The trailing slash in new-project/ and the lack of it in /path/to/existing/project are meaningful to rsync.

Also, make sure to exclude the .git/ directory to avoid messing up with your local Git repository.

Tip

Please have a look at the follow-up steps listed in the Start a new project section to finish the setup.

Update an existing project¤

To update an existing project, you can use the Cookiecutter replay file that was saved during the project generation. The file is saved as .cookiecutter-replay.json. Using this file, you can re-run Cookiecutter without having to enter all the inputs again.

Warning

Don't forget to commit all changes in your repository before doing this! Files will be overwritten!

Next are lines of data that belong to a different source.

PR #1392, opened 2021-12-01
1378 color group by metadata

### LINKED ISSUE #1378: Color group curves in chart according to their metadata
In order to further extend the color grouping functionality for the charts, the following new feature is suggested:

A new button will be introduced in the Chart Editor called “Color Group Curves”. 

image

Clicking the button opens the following dialog where all the common metadata of the observed data shown in the curve are shown.
 
image 

The user can select one or more metadata, according to which the lines will be grouped and given the same color.  Although the colors assigned to the specific lines should be saved, the whole configuration will not be saved, but will only be applied once.

### LINKED ISSUE #1386: Color Grouping in Chart: Tab instead of button
For the new color grouping feature described here:

https://github.com/Open-Systems-Pharmacology/OSPSuite.Core/issues/1378

the UI element should be a tab instead of a button, in order to keep things in the UI more consistent. The tab should contain the same list of checkboxes and an Apply button that would work exactly in the same way as the "OK" of the dialog. The selected filters will not be saved or serialized in any way.

georgeDaskalakis:
closes #1378 
closes #1386


src/OSPSuite.Assets/UIConstants.cs
```diff
@@ -1244,6 +1244,12 @@ public static class FontAndSizeSettings
             public static readonly string FontSizeWatermark = "Font Size Watermark";
             public static readonly string IncludeOriginData = "Include Origin Data";
          }
+
+         public static class ColorGrouping
+         {
+            public static string ColorGroupingDialogDescription = "Choose the metadata according to which the data will be grouped to the same color";
```
msevestre, line 1250: First interation
"Select metadata used to group data by color:

src/OSPSuite.Presentation/Presenters/Charts/ChartEditorPresenter.cs
```diff
@@ -240,15 +247,80 @@ public class ChartEditorPresenter : AbstractCommandCollectorPresenter<IChartEdit
...
          _view.SetDataBrowserView(dataBrowserPresenter.View);
       }
 
+      //gets all the common metaData of the observed data that correspond to active curves 
+      private IReadOnlyList<string> getCommonMetaDataOfCurves(IReadOnlyList<DataRepository> allObservedData)
+      {
+         var activeDataColumns = _dataBrowserPresenter.GetAllUsedDataColumns();
+         _activeObservedData = allObservedData.Where(x => activeDataColumns.Any(column => column.Repository.Name == x.Name)).ToList();
+
+         if (_activeObservedData == null || !_activeObservedData.Any())
```
msevestre, line 268: _activeObservedData  cannot be null

src/OSPSuite.Presentation/Presenters/Charts/ChartEditorPresenter.cs
```diff
@@ -192,11 +196,13 @@ public class ChartEditorPresenter : AbstractCommandCollectorPresenter<IChartEdit
       private readonly IChartSettingsPresenter _chartSettingsPresenter;
       private readonly IChartExportSettingsPresenter _chartExportSettingsPresenter;
       private readonly ICurveSettingsPresenter _curveSettingsPresenter;
+      private readonly ICurveColorGroupingPresenter _curveColorGroupingPresenter;
       private readonly IDataBrowserPresenter _dataBrowserPresenter;
       private readonly IChartTemplateMenuPresenter _chartTemplateMenuPresenter;
       private readonly IChartUpdater _chartUpdater;
       private readonly IEventPublisher _eventPublisher;
       private readonly IDimensionFactory _dimensionFactory;
+      private List<DataRepository> _activeObservedData;
```
msevestre, line 205: I don't understand what the active observed Data is?

src/OSPSuite.Presentation/Presenters/Charts/ChartEditorPresenter.cs
```diff
@@ -240,15 +247,80 @@ public class ChartEditorPresenter : AbstractCommandCollectorPresenter<IChartEdit
...
+         {
+            var tempGroupedList = new List<List<DataRepository>>();
+            foreach (var existingGroup in groupedDataRepositories)
+            {
+               var dataReposGroupedBySingleMetaData =
+                  existingGroup.GroupBy(x => x.ExtendedProperties[groupingMetaData].ValueAsObject).Select(group => @group.ToList());
+               tempGroupedList.AddRange(dataReposGroupedBySingleMetaData);
+            }
+
+            groupedDataRepositories = tempGroupedList;
```
msevestre, line 313: I don't quite understand this. Aren't you overriding this list EVERY time you itereate int eh first for Loop?

src/OSPSuite.Presentation/Presenters/Charts/ChartEditorPresenter.cs
```diff
@@ -240,15 +247,80 @@ public class ChartEditorPresenter : AbstractCommandCollectorPresenter<IChartEdit
...
+
+         var firstCurveMetaData = _activeObservedData.First().ExtendedProperties.Keys.ToList();
+         var commonMetaData = firstCurveMetaData.Where(x => _activeObservedData.All(observedData => observedData.ExtendedProperties.Keys.Contains(x))).ToList();
+
+         return commonMetaData;
+      }
+
+      private void onApplyColorGrouping(IReadOnlyList<string> eSelectedMetaData)
+      {
+         if (_activeObservedData == null)
```
msevestre, line 279: If you defined this list as a readonly list, yopu never have to check for null. AT most you clear, and you AddRange when you update it. Last, call it _activeOBservedDataList because it looks like it's only one from the naming

msevestre (changes requested):

src/OSPSuite.Presentation/Presenters/Charts/ChartEditorPresenter.cs
georgeDaskalakis: True, I changed this

src/OSPSuite.Presentation/Presenters/Charts/ChartEditorPresenter.cs
georgeDaskalakis: made it into a readonlylist and removed this

src/OSPSuite.Assets/UIConstants.cs
georgeDaskalakis: what about "Select metadata as criteria for color grouping" ?

src/OSPSuite.Presentation/Presenters/Charts/ChartEditorPresenter.cs
georgeDaskalakis: Yeah I think this is worth some discussing. This is was my best idea algorithmically to take advantage of .GroupBy() to group by multiple criteria:

I group by the first criterion and I get a IEnumerable<List<DataRepository>> containing the groups. If I were to apply .GroupBy() again to each group I would get IEnumerable<IEnumerable<List<DataRepository>>> and so on. So at the end of each grouping I need to "flatten" the structure, since we only care that they are separate groups, we do not really care what the "parent" group is. To do that I am using this temp list.

src/OSPSuite.Presentation/Presenters/Charts/ChartEditorPresenter.cs
georgeDaskalakis: this is a list that contains all the observed data that correspond to curves active in the chart. This is only in case the chart has metadata, and it initially gets set at the initialization of the PK-Sim ChartPresenter ( through SetAvailableColorGroupingMetaData(), that gets called from PK-Sim). This is done because the ChartPresenter in Core has no knowledge of the datarepositories corresponding to the curves.

msevestre: hum...but curve as xData and yData with a REpositoru method in it to access the repo...

src/OSPSuite.Presentation/Presenters/Charts/ChartEditorPresenter.cs
msevestre: lol I still don't get it. And I am trying. I think I need to see it in action. I am going to get the code and run it.
How can I get the code to activate in the test program?

msevestre:
@georgeDaskalakis Can we chat about this when you have time. I think I understand what is going on now but I am wondering why we need this activeList at all. The ChardEditorPresenter should be able to get the activeRepository from one of it's subpresenter isntead of holdign a refernvce that WILL get out of date as I do not see the code where it's being updated when I select deselect a curve etc..

msevestre:
I am available until 8pm European time today or after 10pm

src/OSPSuite.Presentation/Presenters/Charts/ChartEditorPresenter.cs
```diff
@@ -120,7 +120,7 @@ public interface IChartEditorPresenter : IPresenter<IChartEditorView>,
       /// <summary>
       ///    Adds a curves to the chart for all dataColumns in <paramref name="dataColumnList" /> if they do not already exist.
       ///    Curve options will be applied if they are specified and a new curve is created.All the created curves will have
-      ///    the same color. 
+      ///    the same color.
```
msevestre, line 123: @georgeDaskalakis Please review my changes and if you agree please merge.
I would love if you could explain the algorithm IN the code for grouping as we discussed on the call yesterday because it is not obvious

src/OSPSuite.Presentation/Presenters/Charts/ChartEditorPresenter.cs
```diff
@@ -278,20 +283,20 @@ private void assignSameColorToGroupedCurves(List<IReadOnlyList<DataRepository>>
...
          foreach (var group in groupedDataRepositories)
          {
-            var groupColor = Chart.SelectNewColor();
             var curvesInGroup = findCurvesCorrespondingToRepositoryList(group);
 
             if (!curvesInGroup.Any())
                continue;
-            
+
+            var groupColor = Chart.SelectNewColor();
```
msevestre, line 291: I think the color should be used only if there are curves. Otherwise you will skip a color

src/OSPSuite.Presentation/Presenters/Charts/ChartEditorPresenter.cs
```diff
@@ -434,6 +440,9 @@ private void updateUsedColumns()
       {
          if (Chart == null) return;
          _dataBrowserPresenter.InitializeIsUsedForDataColumns(Chart.UsedColumns);
+
+         //Once used columns are updated, we need to make sure we update the meta data related to used column as well
+         refreshColorGroupingPresenter();
```
msevestre, line 445: I have created a method here. When we changed the selected columns, we need to refresh somehow

src/OSPSuite.Presentation/Presenters/Charts/ChartEditorPresenter.cs
```diff
@@ -636,11 +644,15 @@ public void Handle(ChartUpdatedEvent chartUpdatedEvent)
          if (!canHandle(chartUpdatedEvent))
             return;
 
-         _curveColorGroupingPresenter.SetMetadata(getCommonMetaDataOfCurves());
```
msevestre: this should be called in the refresh I believe. Why do it BEFORE refreshing all the other presenters with data. It should be done last.. Since updateUsedColumns is called last, it should be good

msevestre (commented):
@georgeDaskalakis Please let me know. 
Once you have added the comment for the algo and if you agree with my changes let me know and I will merge it (or if you do want to merge it, please use SQUASH commit )

src/OSPSuite.Presentation/Presenters/Charts/ChartEditorPresenter.cs
georgeDaskalakis: agree

src/OSPSuite.Presentation/Presenters/Charts/ChartEditorPresenter.cs
georgeDaskalakis: thanks for the changes @msevestre ! I totally agree with them. Sorry for taking so long to respond, I did not notice your comments at all - I thought this PR was over and did not have it in  mind. I will now merge with squash.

git commit -a  # commit all changes
cd ..
cookiecutter gh:frequenz-floss/frequenz-repo-config-python \
    --directory=cookiecutter \
    --force \
    --replay \
    --replay-file project-directory/.cookiecutter-replay.json

This will create a new commit with all the changes to the overwritten files. Bear in mind that all the TODOs will come back, so there will be quite a bit of cleanup to do. You can easily check what was changed using git show, and you can use git commit --amend to amend the previous commit with the template updates, or create a new commit with the fixes. You can also use git citool or git gui to easily add, remove, or even discard (revert) changes in the templates update commit.

Note

The project-directory is the directory of your previously generated project. If you renamed it, then the files will be generated in a new directory with the original name. You can update the target directory in the replay file.

Note

Please remember to keep your replay file up to date if you change any metadata in the project.

Tip

Please have a look at the follow-up steps listed in the Start a new project section to finish the setup.

Advanced usage¤

The Cookiecutter template uses some tools provided as a library by this project.

Usually, users don't need to deal with it directly, but if your project needs some extra customization (like disabling nox sessions or adding new ones, or using different CLI options for some tools), then you'll need to.

You can find information about the extra features in the API reference.